PR #7035, opened 2025-05-08
chore(wallet): allow read only wallet to receive keys args as envs

MCozhusheck:
Description
---
Allow `view_private_key` and `spend_key` CLI args for minotari_console_wallet to be received as envs.

Motivation and Context
---
Some users complained about these value being visible in logs. This is not security issue but just to make it more obvious since `view_private_key` sounds like something that shouldn't be visible as plain text.

## Summary by CodeRabbit

- **New Features**
  - Added support for setting the view private key and spend key via environment variables, in addition to existing command-line options.


hansieodendaal (commented):
Please add `hide_env_values = true` to both env's as suggested by coderabbitai

SWvheerden (dismissed):

PR #7041, opened 2025-05-09
feat: add view key to ffi

SWvheerden:
Description
---
Adds get view method to the FFI
Adds get spend key method to the FFI
Correctly feature gate's the mainnet seeds to mainnet only

## Summary by CodeRabbit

ASSIGNED TASK:
Each line of the listing that holds the string "Adds" counts once; state how many there are, with nothing added.

WRITTEN SOLUTION:
2